Pharmacology, Biochemistry and Behavior | 1992
Yuji Wada; Hidehiro Hasegawa; Mitsuhiko Nakamura; Nariyoshi Yamaguchi
This study assessed the behavioral and electrographic effects of (+)-5-methyl-10,11-dihydro-5H-dibenzo-[a,d]cyclohepten-5,10-imine maleate (MK-801) (0.1 and 0.5 mg/kg, IP), a noncompetitive antagonist of the NMDA receptors, in hippocampal (HIP)-kindled cats.
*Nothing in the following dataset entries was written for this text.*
PR #1434, opened 2015-11-13
stops parallax failing if only the single horizontal slide and multiple vertical

mikemellor11:
Check for 0 division, if so set to horizontalOffsetMultiplier to 0, this allows for presentation's that are all vertical slides


hakimel:
Thanks!

PR #1436, opened 2015-11-16
Fix misleading quotes for parallax config.

adunning:
As reveal.js expects an integer rather than a string, quotes should not be used.


hakimel:
Good catch. They shouldn't be blank though, I changed them to `null` since that's what reveal.js defaults to. 833622edcd45a7721f7a76d93cc12a1284f60a0d

adunning:
Great; thank you!

PR #1437, opened 2015-11-18
Add an option to auto-slide right only

der-michik:
I needed to prepare a presentation that runs automatically in an infinite loop with a few "bonus slides" that further explain certain topics within the presentation. However, auto-sliding per default always navigates to the next slide which may be below the current one.

With the autoSlideRight option enabled, auto-sliding will ignore the basement levels and always navigate to the right. However, the user can always intervene and seamlessly bring up the additional slides with the bonus content.

### DIFF
--- a/README.md
+++ b/README.md
@@ -152,6 +152,11 @@ Reveal.initialize({
 	// Stop auto-sliding after user input
 	autoSlideStoppable: true,
 
+	// When auto-sliding is active, do always proceed to the right
+	// instead of the next slide which may be below (useful for
+	// infinite loop presentations with hidden "bonus slides")
+	autoSlideRight: false,
+
 	// Enable slide navigation via mouse wheel
 	mouseWheel: false,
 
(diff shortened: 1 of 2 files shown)


hakimel:
Thanks for the PR. This is an interesting idea, though I think it could be made a bit more flexible. What if we made the config option `autoSlideMethod` instead so you can switch to any navigation method?

```
// Only step to the right
Reveal.initialize({ autoSlideMethod: Reveal.navigateRight })

// Go backwards
Reveal.initialize({ autoSlideMethod: Reveal.navigatePrev })

// Go backwards
Reveal.initialize({ autoSlideMethod: function() {
  // custom behavior
} })
```

Would be pretty straight forward to add, we just need to replace navigateNext here and make sure it defaults to using `navigateNext`: https://github.com/hakimel/reveal.js/blob/master/js/reveal.js#L3691

der-michik:
Maybe like this?

hakimel:
This is great – thanks!

PR #1445, opened 2015-11-22
Fragments

kewitz:
Hakim, I added four new fragments transitions effects that are basically about fading into a direction.


hakimel:
Nice! Those look great.

PR #1450, opened 2015-11-30
Chromium users need to check Background graphics option when printing.

Quintasan:
I have tried printing my slides as PDF today and I was wondering why the hell all of my slides are white. Turns out you need to check **Background graphics** option in Chromium when printing.


hakimel:
Thanks, I'm sure that'll be helpful to others.

PR #3468, opened 2023-09-08
fix video restarting on same bg #2882

slavaGanzin:
Fixes: https://github.com/hakimel/reveal.js/issues/2882
Alternative to: https://github.com/hakimel/reveal.js/pull/3189

Before:

https://github.com/hakimel/reveal.js/assets/1011721/42fe8476-4ab1-4e26-9ef3-c6c254ba2178

After:

https://github.com/hakimel/reveal.js/assets/1011721/6b94450b-74f2-4fe7-916d-22431de0e6c0

This fixes only transition between fragments, between slides it's more complicated and should be handled by somebody with deep knowledge of internals like @hakimel himself :)

### DIFF
--- a/js/controllers/backgrounds.js
+++ b/js/controllers/backgrounds.js
@@ -281,43 +281,47 @@ export default class Backgrounds {
 
 		} );
 
+    let previousBackgroundHash = this.previousBackground ? this.previousBackground.getAttribute( 'data-background-hash' ) : null;
+    let currentBackgroundHash = currentBackground.getAttribute( 'data-background-hash' );
+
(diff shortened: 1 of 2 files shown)


hakimel:
Hey! Support for continuous background video playback across slides was added in https://github.com/hakimel/reveal.js/commit/a29a9c71aed1c34abd75cd32ad373d1af23fbb1c

I've been testing showing and hiding fragments but haven't seen them have any effect on inline or background video playback. Can you check if you're still experiencing this in the latest version? If you are, I'd really appreciate an example presentation where this can be reproduced. Appreciate it!

PR #3477, opened 2023-09-17
Notes plugin: notes from data-notes attribute were not shown

### LINKED ISSUE #3476: Notes plugin: data-note does not work on slide-level
We have 2 different ways to specify notes: with `data-notes` attribute and also with separate tag `<aside class="notes"`. But former does not work for a slide(but works at fragment level btw)

Example:

```html
<section>
  notes will be shown
  <aside class="notes">slide-level notes</aside>
</section>
<section data-notes="slide-level notes">
  notes will NOT be shown
</section>
```

skyboyer:
Fixes #3476 : `data-notes` worked on fragment level, but not at slide level

### DIFF
--- a/plugin/notes/plugin.js
+++ b/plugin/notes/plugin.js
@@ -146,7 +146,7 @@ const Plugin = () => {
 		}
 
 		// Look for notes defined in an aside element
-		if( notesElements ) {
+		if( notesElements && notesElements.length ) {
 			messageData.notes = Array.from(notesElements).map( notesElement => notesElement.innerHTML ).join( '\n' );
 			messageData.markdown = notesElements[0] && typeof notesElements[0].getAttribute( 'data-markdown' ) === 'string';
 		}


plugin/notes/plugin.js
```diff
@@ -146,7 +146,7 @@ const Plugin = () => {
 		}
 
 		// Look for notes defined in an aside element
-		if( notesElements ) {
+		if( notesElements && notesElements.length ) {
```
skyboyer, line 149: `notesElements` is either `null`(if there is `.current-fragment`) or a list of elements(result of `slideElement.querySelectorAll( 'aside.notes' )`). 

So if we have a slide:
1. without fragments at all(so no `.current-fragment`)
2. with notes specified through `data-notes`

We did never see the notes because condition `if( notesElements )` was always `true` even though list was empty

hakimel:
Good catch. Thanks for the fix.

PR #3489, opened 2023-10-06
Support to 'wheel' event listener

quochuy:
For some reasons the current implementation didn't work on my machine (Mac OS X + Chrome) despite having enabled mousewheel in the config. After some tests, adding a listener for "wheel" event fixed it.


hakimel:
Thanks! I went ahead and removed the deprecated listeners too.

quochuy:
That's great thanks.
What's new in 5.0.0? Can we directly update 4.x.x to it?

hakimel:
The only breaking change is the new scroll view being automatically enabled on mobile devices. There's a one-line config to turn that off though.

https://github.com/hakimel/reveal.js/releases/tag/5.0.0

MK-801 at a higher dose significantly reduced the afterdischarge duration, but not the behavioral seizure stage, of HIP-kindled seizures. This anticonvulsant effect occurred in association with the appearance of severe behavioral toxicity and paradoxical worsening of background electroencephalogram characterized by profound spike and wave discharges. The present data suggest the dissociative effect of MK-801 on seizure activity and limitations of its clinical utility as an antiepileptic agent.
Neuropsychobiology | 1992
Yuji Wada; Hidehiro Hasegawa; Mitsuhiko Nakamura; Nariyoshi Yamaguchi
This study assessed the effects of MK-801 (0.1 and 0.5 mg/kg), a noncompetitive antagonist of N-methyl-D-aspartate receptors, on focal seizure activity elicited by electrical stimulation to the feline hippocampus. Neither afterdischarge duration nor behavioral seizure stage was significantly suppressed following intraperitoneal administration of MK-801 at two dose. Rather, MK-801 at a higher dose induced hippocampal seizure status in some of the cats tested. The present data suggest convulsant properties of MK-801 and limitations of its clinical utility as an antiepileptic agent.